Read through the data, and wherever a line holds the word "TODO", write that line out.

Saved data entries
Segment Open

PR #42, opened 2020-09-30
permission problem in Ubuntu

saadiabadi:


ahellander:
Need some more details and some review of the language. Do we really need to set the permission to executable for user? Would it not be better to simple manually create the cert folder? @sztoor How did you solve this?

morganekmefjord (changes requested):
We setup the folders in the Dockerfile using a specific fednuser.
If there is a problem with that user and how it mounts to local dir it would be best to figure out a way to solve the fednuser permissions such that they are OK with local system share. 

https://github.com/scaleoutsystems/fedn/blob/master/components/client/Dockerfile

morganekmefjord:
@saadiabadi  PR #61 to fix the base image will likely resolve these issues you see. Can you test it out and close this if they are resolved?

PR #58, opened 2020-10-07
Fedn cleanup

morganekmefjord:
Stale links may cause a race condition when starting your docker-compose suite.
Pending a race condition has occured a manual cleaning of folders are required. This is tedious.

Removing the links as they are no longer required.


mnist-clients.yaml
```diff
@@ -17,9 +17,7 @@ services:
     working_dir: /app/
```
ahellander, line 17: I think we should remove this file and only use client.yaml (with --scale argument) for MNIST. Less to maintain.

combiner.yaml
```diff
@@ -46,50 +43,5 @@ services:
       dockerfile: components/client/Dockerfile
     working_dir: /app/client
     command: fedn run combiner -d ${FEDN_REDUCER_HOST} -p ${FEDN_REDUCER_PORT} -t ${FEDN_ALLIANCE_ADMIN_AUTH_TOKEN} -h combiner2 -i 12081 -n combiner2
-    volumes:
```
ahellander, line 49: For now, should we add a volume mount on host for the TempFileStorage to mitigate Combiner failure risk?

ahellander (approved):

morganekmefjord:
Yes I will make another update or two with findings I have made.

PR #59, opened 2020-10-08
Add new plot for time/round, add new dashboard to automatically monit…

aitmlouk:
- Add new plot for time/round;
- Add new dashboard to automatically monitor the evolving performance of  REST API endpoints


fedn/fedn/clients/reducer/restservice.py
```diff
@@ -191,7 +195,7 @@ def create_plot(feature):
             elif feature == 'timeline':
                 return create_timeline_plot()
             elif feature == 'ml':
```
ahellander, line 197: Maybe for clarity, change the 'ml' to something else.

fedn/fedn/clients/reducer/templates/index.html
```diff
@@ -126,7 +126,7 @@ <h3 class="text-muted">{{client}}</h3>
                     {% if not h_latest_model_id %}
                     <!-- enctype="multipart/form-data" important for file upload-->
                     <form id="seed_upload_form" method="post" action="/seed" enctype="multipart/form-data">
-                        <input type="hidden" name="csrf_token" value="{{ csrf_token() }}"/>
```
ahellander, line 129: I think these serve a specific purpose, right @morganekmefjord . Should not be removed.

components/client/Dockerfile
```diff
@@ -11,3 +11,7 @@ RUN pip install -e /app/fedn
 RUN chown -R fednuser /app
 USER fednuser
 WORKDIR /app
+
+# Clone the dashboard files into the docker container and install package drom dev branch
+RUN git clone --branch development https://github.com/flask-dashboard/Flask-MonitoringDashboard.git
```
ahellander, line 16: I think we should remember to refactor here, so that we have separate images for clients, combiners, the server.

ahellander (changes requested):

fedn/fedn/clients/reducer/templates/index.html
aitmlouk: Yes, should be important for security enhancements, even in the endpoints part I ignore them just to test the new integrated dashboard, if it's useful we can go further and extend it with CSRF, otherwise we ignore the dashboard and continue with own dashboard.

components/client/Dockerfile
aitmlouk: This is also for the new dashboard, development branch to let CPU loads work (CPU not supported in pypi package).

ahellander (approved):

Segment Closed
Segment Open

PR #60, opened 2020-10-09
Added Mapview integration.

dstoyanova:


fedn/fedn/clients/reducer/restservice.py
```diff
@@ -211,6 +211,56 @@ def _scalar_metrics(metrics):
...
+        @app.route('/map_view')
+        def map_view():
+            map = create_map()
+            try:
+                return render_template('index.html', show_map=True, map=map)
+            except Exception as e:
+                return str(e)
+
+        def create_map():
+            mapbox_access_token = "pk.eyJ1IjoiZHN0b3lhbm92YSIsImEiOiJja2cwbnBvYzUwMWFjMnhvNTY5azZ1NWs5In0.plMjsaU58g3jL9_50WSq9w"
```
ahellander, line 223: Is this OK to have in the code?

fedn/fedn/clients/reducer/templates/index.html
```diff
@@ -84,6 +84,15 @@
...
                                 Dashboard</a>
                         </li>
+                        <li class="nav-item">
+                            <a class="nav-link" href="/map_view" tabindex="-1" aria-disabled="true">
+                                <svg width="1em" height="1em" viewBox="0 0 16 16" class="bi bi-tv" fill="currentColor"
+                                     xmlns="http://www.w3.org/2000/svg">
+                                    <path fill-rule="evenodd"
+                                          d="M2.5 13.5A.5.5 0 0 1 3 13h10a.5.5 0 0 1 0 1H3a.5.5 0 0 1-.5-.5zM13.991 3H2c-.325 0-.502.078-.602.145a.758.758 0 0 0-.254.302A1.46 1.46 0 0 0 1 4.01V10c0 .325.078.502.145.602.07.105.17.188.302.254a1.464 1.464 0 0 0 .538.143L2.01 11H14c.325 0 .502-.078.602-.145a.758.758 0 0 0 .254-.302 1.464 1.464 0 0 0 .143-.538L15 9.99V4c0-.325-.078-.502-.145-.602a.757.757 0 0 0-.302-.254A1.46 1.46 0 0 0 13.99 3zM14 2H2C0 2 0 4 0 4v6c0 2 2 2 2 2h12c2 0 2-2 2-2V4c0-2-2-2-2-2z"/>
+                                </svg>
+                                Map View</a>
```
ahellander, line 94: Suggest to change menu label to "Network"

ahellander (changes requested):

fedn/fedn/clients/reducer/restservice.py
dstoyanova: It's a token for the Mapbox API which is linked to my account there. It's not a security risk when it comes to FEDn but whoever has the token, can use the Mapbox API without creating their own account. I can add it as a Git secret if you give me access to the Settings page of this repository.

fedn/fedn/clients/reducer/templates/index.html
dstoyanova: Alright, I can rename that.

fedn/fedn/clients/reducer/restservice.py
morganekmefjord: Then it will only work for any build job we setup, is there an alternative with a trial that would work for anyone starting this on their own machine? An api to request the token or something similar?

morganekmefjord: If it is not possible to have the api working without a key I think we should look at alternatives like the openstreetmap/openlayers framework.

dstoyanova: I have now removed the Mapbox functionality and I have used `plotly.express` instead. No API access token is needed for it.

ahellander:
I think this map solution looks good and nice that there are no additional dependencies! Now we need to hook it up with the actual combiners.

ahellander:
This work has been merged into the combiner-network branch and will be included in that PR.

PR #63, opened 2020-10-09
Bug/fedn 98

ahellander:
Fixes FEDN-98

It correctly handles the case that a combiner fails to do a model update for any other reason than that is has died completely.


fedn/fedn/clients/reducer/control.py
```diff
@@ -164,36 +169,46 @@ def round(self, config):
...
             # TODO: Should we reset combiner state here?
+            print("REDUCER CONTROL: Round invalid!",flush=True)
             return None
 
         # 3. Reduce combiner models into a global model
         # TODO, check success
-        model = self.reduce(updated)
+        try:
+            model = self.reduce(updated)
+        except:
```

Segment Closed

* [Solution for this exercise]:
             # TODO: Should we reset combiner state here?
         # TODO, check success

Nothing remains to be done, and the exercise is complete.